The somewhat surreal political thriller Harlequin (1980) begins with Deputy Governor Eli Steele spearfishing in coastal waters when he goes missing, neveragain to resurface, despite being surrounded by secret police. In his absence Senator Nick Rast (David Hemmings, Deep Red) is moved into a position of power, at home Nick's wife Sandra (Carmen Duncan, Turkey Shoot) grows distant from her husband who has been increasingly consumed by political aspirations. At home she cares for their terminally ill son Alex (Mark Spain, Mad Max Beyond Thunderdome), but she's been informed by the family physician that further treatments will only prolong the boy's suffering. Enter a mysterious Rasputin-type character named Gregory Wolfe (Robert Powell, Asylum) who infiltrates the senator's guarded compound disguised as a party clown during the boy's birthday party, seemingly curing the boy's illness with the wave of his hands. Wolfe fast forms a friendship with the young boy, andsoon begins romancing his attrractive mother. The senator doesn't really raise an eyebrow about any of this, being distracted himself with his own side-lover and career aspirations, aligning himself with dark political forces who would rather the influence of Wolfe be eliminated.

This is a 80's modern Rasputin sort of story, with the magical healer casting a strange spell over the family, a multi-faceted political thriller filtered through weird fantasy, it's a weird mix but I found it refreshing in how odd it was. Powell is really channeling his inner David Bowie here as the mysterious healer, and Hemmings does good work as the conflicted politician, he's not the most attentive family man but he comes off as more a cog in the wheel in the service of bad men, more so than straight-up evil. The story has some nice intrigue and melodrama about it, the performances are strong, but also a little strange, owing the strange mix of political intrigue and surreal fantasy. The special effects are a little wonky at times, a lot of the optical special effects are sorely dated, but also charming in their own vintage way/ It's hard not to love it when Wolfe throws a cymbal at a pigeon perched atop a man's head at a party, slicing it in half!  

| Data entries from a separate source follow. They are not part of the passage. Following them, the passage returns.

PR #646, opened 2025-09-24
Increase maxproc for reinjecting ports from 10 to 100

link2xt:
Otherwise under high load filtermail
starts printing "Connection refused" errors to the log.


hpk42 (approved):
makes sense

PR #648, opened 2025-09-28
Use max username length in newemail.py, not min

cliffmccarthy:
- username_min_length and username_max_length are both set to a default value of 9 in the chatmail.ini.f template.  When they have the same value, it doesn't matter which one we use in newemail.py (which handles the /new URL).  However, if they are configured to different values by the admin, then the current implementation using username_min_length chooses from a smaller set of possible usernames.
- Revised create_newemail_dict() in newemail.py to use username_max_length as the length of the random username it offers via the /new URL.  This randomizes within a much larger set of possible usernames.

### DIFF
--- a/chatmaild/src/chatmaild/newemail.py
+++ b/chatmaild/src/chatmaild/newemail.py
@@ -15,7 +15,7 @@ ALPHANUMERIC_PUNCT = string.ascii_letters + string.digits + string.punctuation
 
 
 def create_newemail_dict(config: Config):
-    user = "".join(random.choices(ALPHANUMERIC, k=config.username_min_length))
+    user = "".join(random.choices(ALPHANUMERIC, k=config.username_max_length))
     password = "".join(
         secrets.choice(ALPHANUMERIC_PUNCT)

Audio/Video: Harlequin (1980) arrives on Blu-ray from 88 Films in 1080p HD framed in 2.39:1 widescreen - it looks faithful to the source, filmic but inherently soft with heavily filtered lensings. The source here looks to be a print, or at something less than original film elements, so there's only so much to be done with it. It leans towards the softer side and doesn't have a lot of depth and clarity, but is still considerably sharper and cleaner than my Elite DVD version of the film, released under the alternate release title of Dark Forces. 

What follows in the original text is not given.